Fed pay freeze may be extended

Thursday , March 06, 2014 - 10:57 AM

Eric Yoder

WASHINGTON_ Federal employee salary rates would remain frozen through 2013 under a bill the House plans to start considering Wednesday.

The bill would replace a temporary funding measure that expires March 27; without new budget authority, a partial government shutdown would go into effect. That would cause immediate furloughs of many federal employees who already are facing potential furloughs starting about the same time because of sequestration budget cuts.

The bill would fund agencies through September at post-sequestration levels,but it would add funding for certain priorities while granting some agencies more freedom to move money among budgetary accounts to soften sequestration’s effect.

An across-the-board federal employee raise of 0.5 of a percent is set to take effect after the current temporary budget measure expires, but a law enacted in the meantime could prevent that increase. The House earlier voted as part of a freestanding bill to block the raise; the Senate has not taken up that plan.

The White House said in a statement that it is “deeply concerned about the impact” of the funding levels in the bill. The bill “raises concerns about the government’s ability to protect consumers, avoid deep cuts in critical services that families depend on, and implement critical domestic priorities such as access to quality and affordable health care.”

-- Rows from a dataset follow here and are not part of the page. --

PR #13623, opened 2025-11-20
fix: preserve PDO driverOptions from DSN parameters

### LINKED ISSUE #13414: Not possible to define custom database DriverOptions through DSN
### Shopware Version

6.7.4.0

### Affected area / extension

Platform(Default)

### Actual behaviour

When adding driverOptions via the database DSN string (e.g. &driverOptions[1001]=1), the default Shopware config (like PDO::MYSQL_ATTR_STRINGIFY_FETCHES) is dropped.

Shopware sets (among others) the PDO::MYSQL_ATTR_STRINGIFY_FETCHES parameter when creating the MySQL connection. This happens in: Shopware\Core\Framework\Adapter\Database\MySQLFactory::create()

However, the code uses array_merge to apply custom driverOptions. This function is not recursive so as soon as driverOptions is provided in the DSN, the whole array replaces the Shopware defaults completely.

### Expected behaviour

driverOptions from Shopware are merged with the driverOptions from the DSN

### How to reproduce

Add `&driverOptions[1001]=1` to the connection string and load any page.

blakesaunders:

When DSN parameters contain custom `driverOptions`, they are being overwritten instead of merged with the default PDO options. This causes connection issues when users need to specify additional PDO attributes via the database URL.

Changes the `driverOptions` merging strategy from `array_merge()` to the `+` operator to properly preserve PDO constant keys. This ensures custom driver options from DSN parameters are combined with defaults rather than replaced.

1. Configure a database URL with custom `driverOptions` in the DSN
2. Observe that default options (`PDO::ATTR_STRINGIFY_FETCHES`, `PDO::ATTR_TIMEOUT`) are lost
3. Connection may fail or behave unexpectedly due to missing default options

closes #13414 - closes the issue #13414 when the PR is merged.

### 5. Checklist

### Additional Notes

The following checklist items are not applicable to this change:
- **Release notes**: This is an internal bug fix that preserves existing behavior (custom driverOptions should have always been merged, not overwritten). No API changes or new features.
- **Documentation**: No user-facing documentation changes needed - this fixes the existing documented behavior.
- **Code comments**: The added comment clearly explains why the `+` operator is used instead of `array_merge()` for PDO constant keys.


src/Core/Framework/Adapter/Database/MySQLFactory.php
```diff
@@ -38,12 +38,14 @@ public static function create(array $middlewares = []): Connection
         $parameters = array_merge([
```
mitelg, line 38: can't we use `https://www.php.net/manual/en/function.array-merge-recursive.php` instead?

blakesaunders: array_merge_recursive won't work here because PDO constants are integer keys, and array_merge_recursive renumbers integer keys, which would break PDO constant references like \PDO::ATTR_TIMEOUT => 5.

We need the union operator + to preserve integer keys and give priority to the left side (default options), while allowing DSN options to fill in gaps.

See this example live: https://3v4l.org/RAVAS#vnull

mitelg: oh, that is a nasty one :grimacing: 

but I see the problem, all good then :+1:

mitelg (approved):

keulinho (approved):

keulinho:
Hey @blakesaunders, thanks for your contribution! 🎉

PR #6546, opened 2025-02-03
fix: Execute composer remove on plugin update if necessary

mitelg:
### 1. Why is this change necessary?

If the plugin should not execute composer commands anymore due to an update, the plugin should be removed from the require section of the root `composer.json`

### 2. What does this change do, exactly?

Execute composer remove if the plugin was previously managed by composer, but should not any longer.

### 3. Describe each step to reproduce the issue or behaviour.

- Install plugin, that executes composer commands
- change it so it not executes the composer commands anymore
- increase plugin version
- do plugin update

### 4. Please link to the relevant issues (if any).
- closes #6442
- Jira issue: https://shopware.atlassian.net/browse/NEXT-40447

### 5. Checklist

- [ ] I have written tests and verified that they fail without my change
- [ ] I have created a [changelog file](https://github.com/shopware/platform/blob/trunk/adr/2020-08-03-implement-new-changelog.md) with all necessary information about my changes
- [ ] I have written or adjusted the documentation according to my changes
- [x] This change has comments for package types, values, functions, and non-obvious lines of code
- [x] I have read the contribution requirements and fulfill them.

PR #13624, opened 2025-11-20
fix: composer removal on uninstall with deactivate

### LINKED ISSUE #13421: Extension Manager might not update composer.json if plugin is not installed
### Shopware Version

6.7.3.1

### Affected area / extension

Platform(Default)

### Actual behaviour

Unfortunately, I cannot recreate the environment.

New Shopware 6.7.3.1 installation with the Shopware Installer. PayPal 10.0.2 was installed.

Uninstalled PayPal.

Updated PayPal via the Extension Manager in the Administration to 10.2.0.

BUG: the composer.json still has the swag/paypal:10.0.2 entry. Looks like the Extension Manager did not update the composer.json (when the plugin is uninstalled). This issue stops the Shopware 6.7.4.0 update via the Administration, since composer complains about requiring swag/paypal 10.0.2

### Expected behaviour

Update composer.json to swag/paypal 10.2.0

### How to reproduce

I do not know, since PayPal will be installed in 10.2.0 in new Shopware installations.

mstegmeyer:
In #6546, we introduced the removal of plugins with composer dependencies in the root composer.json.
This works perfectly fine on CLI.
But: we have a separate path for Non-CLI environments, because of issues with event listeners being called later. That path wants to hook onto the `KernelEvents::RESPONSE`, to do its thing after all listeners are done.
But: the Kernel is rebooted, if the plugin was still active when calling uninstall. The Kernel events are only triggered on the original EventDispatcher, not on the reboooted one. Therefore, we need to register the listener for this composer removal on the original EventDispatcher, not the new one.

Keep the original one from the first container creation.

And yes, @cyl3x, `define('PHP_SAPI', 'anythingelse')` does not work in a unit test, therefore this is not tested. At least it's commented.

fixes #13421

### 5. Checklist


cyl3x (commented):
Regarding testing: If you replace `\PHP_SAPI` with `PHP_SAPI` you should be able to redefine the variable, shouldn't you? Otherwise, we could create and mock a method, but not testing it feels not right

mitelg (approved):

shyim (approved):

cyl3x (approved):

mitelg (approved):

Issue #5328, opened 2024-10-29
Inherited `ManyToMany` associations do not load if restricted


Fayti1703:
*PHP Version:* 8.2.20; 8.2.23   | *Shopware Version:* 6.6.4.1; 6.6.7.0  | *Affected area / extension:* Platform(Default) 

 ----

*_Expected behaviour:_*

Loading an inherited `ManyToMany`-Association with a `limit` correctly loads the associated entities from the parent.

*_Actual behaviour:_*

The association load fails, returning an empty array.

*_How to reproduce:_*

1. Create a product with variants
2. Assign the main product to a category. Leave the category association as inherited on the variant products.
3. Run the following API query:
```http
POST /api/search/product
Accept: application/json
Content-Type: application/json
SW-Inheritance: true

{
	"ids": [ "%( Insert ID of a variant product here )%" ],
	"associations": {
		"categories": {
			"limit": 1
		}
	},
	"fields": [ "id", "categories" ]
}
```
4. Observe the empty `categories` array.

Note that adding the ID of the parent product to the `ids` array causes the category association to be correctly returned for both entities. Removing the `limit` clause also results in the correct response.

Note that this also occurs when searching an `EntityRespository` from plugin PHP code.

shopwareBot:
[public] Shopware automated response: This issue is linked to the internal issue: **NEXT-39325**



[created from NEXT-39325, comment 507781]

MalteJanz:
@alvarothomas Fyi: if you reassign a issue from one domain to another, make sure to also remove it from the corresponding GitHub project (otherwise it stays in our backlog and we might work on it as well...)

shopwareBot:
[public] 

 > FixVersion Change: **6.7.0.0**

 This issue will be / was solved in Shopware version ***6.7.0.0***.



[created from NEXT-39325, comment 555667]

PR #13636, opened 2025-11-21
fix: ManyToMany association of inherited associations

### LINKED ISSUE #11878: ManyToMany association fetch too many records
### Shopware Version

6.7

### Affected area / extension

Platform(Default)

### Actual behaviour

Please see the original issue here:

https://github.com/shopware/shopware/issues/11823

We need to address the issue in the DAL and optimize it

### Expected behaviour

Only relevant mapping records are fetched

### How to reproduce

Call an admin api against the product with `properties` association and checking the query from the profiler

### Definition of Done

keulinho:
fixes https://github.com/shopware/shopware/issues/11878

I fixed the original issue here https://github.com/shopware/shopware/issues/5328 in a way that loads way too many mapping entries which could have negative performance impacts

in short how it worked before:

for inherited associations we join the many to many to resolve the matching ids
when the association is filtered we do another query on the mapping table to apply filter, sorting etc with a filter on the ids we found in query one, however that let to the following issue:
Take for example the product category association:
We load the product with the category ids in query 1,
the category association is limited, therefore we do another query on the mapping to apply the limit with `WHERE category.id IN (...)` -> 💣  because now we also load stuff for all the products that are associated with that category

the new approach solves it in a way that we don't join the to many on the inital query if it is filtered
and then in query two we join back to the base table and use the `join` column there to resolve the inheritance

### DIFF
--- a/src/Core/Framework/DataAbstractionLayer/Dbal/EntityReader.php
+++ b/src/Core/Framework/DataAbstractionLayer/Dbal/EntityReader.php
@@ -229,6 +229,7 @@ class EntityReader implements EntityReaderInterface
                 /**
                  * When the association is filtered or sorted we do a seperate query to load the ids of the association.
                  * Therefore we do not need to add the select here to the main query.
+                 *
                  * @see self::loadManyToManyWithCriteria()
                  */
                 if ($this->isAssociationRestricted($criteria, $field->getPropertyName())) {
@@ -237,6 +238,7 @@ class EntityReader implements EntityReaderInterface
 
                 /**
                  * When the association is not filtered we select the ids of the association directly in the main query.
+                 *
                  * @see self::loadManyToManyOverExtension()
                  */
                 $this->addManyToManySelect($definition, $root, $field, $query, $context);
--- a/src/Core/Framework/DataAbstractionLayer/Dbal/EntityReader.php
+++ b/src/Core/Framework/DataAbstractionLayer/Dbal/EntityReader.php
@@ -226,7 +226,7 @@ class EntityReader implements EntityReaderInterface
 
             // add sub select for many to many field
             if ($field instanceof ManyToManyAssociationField) {
-                if ($this->isAssociationRestricted($criteria, $field->getPropertyName()) && !$field->is(Inherited::class)) {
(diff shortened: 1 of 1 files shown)


shyim (approved):

mitelg (approved):

src/Core/Framework/DataAbstractionLayer/Dbal/EntityReader.php
```diff
@@ -810,8 +819,22 @@ private function loadManyToManyWithCriteria(
...
+                $joinCondition .= ' AND ' . $root . '.' . EntityDefinitionQueryHelper::escape($definition->getEntityName() . '_version_id') . ' = ' . EntityDefinitionQueryHelper::escape($definition->getEntityName()) . '.version_id';
+            }
+            $query->innerJoin(
+                $root,
+                EntityDefinitionQueryHelper::escape($definition->getEntityName()),
+                EntityDefinitionQueryHelper::escape($definition->getEntityName()),
+                $joinCondition
+            );
+
+            $query->andWhere(EntityDefinitionQueryHelper::escape($definition->getEntityName()) . '.id IN (:localIds)');
```
vienthuong, line 838: just trying to understand the logic here, so here the `EntityDefinitionQueryHelper::escape($definition->getEntityName()) . '.id` could be interchangable with `$root . '.' . $localColumn` right?

vienthuong (approved):

src/Core/Framework/DataAbstractionLayer/Dbal/EntityReader.php
keulinho: no not really, as we also don't join over the id of the product 

`$root` in this case is the mapping table, say `Product_category`, `$localColumn` would be `product_id`. but we don't want to filter by that in the case of inherited associations, because in the case the product has that association inherited only the parent id shows up in the mapping table

therefore we have the `association join columns` in the product that are named like the association itself (and not like the storage name), e.g `categories` column on the `product` table, that column contains the id by which we need to join the association, e.g. parent id in case it is inherited, child id in case it is not

So what we do here is instead (only for inherited associations) of filtering on the local column in the mapping table directly we join the product table of that association join column and filter there for the product id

The statement did not specifically mention the pay-rate freeze, however, and it did not threaten a veto.

Organizations representing federal employees were more critical.

Said Joseph Beaudoin, president of the National Active and Retired Federal Employees Association: “While private-sector wages rose by an average of 1.4 percent in 2011 and 1.7 percent in 2012, pay for federal workers has remained frozen since 2010. Getting our fiscal house in order will require tough decisions, but there are other ways to reduce the deficit that do not punish middle-class federal families.”

“Depriving them of a minimal one-half percent pay increase would only serve to worsen their economic situation and harm federal agencies’ ability to attract and retain the talent necessary for the workforce of the future,” National Treasury Employees Union President Colleen Kelley said in a statement.

Although federal salary rates have been frozen, individual employees have remained eligible for raises on promotion, for performance, and for successfully completing waiting periods used in some pay systems.

Pay for members of Congress has been frozen through September; the pending bill would continue that freeze through the calendar year.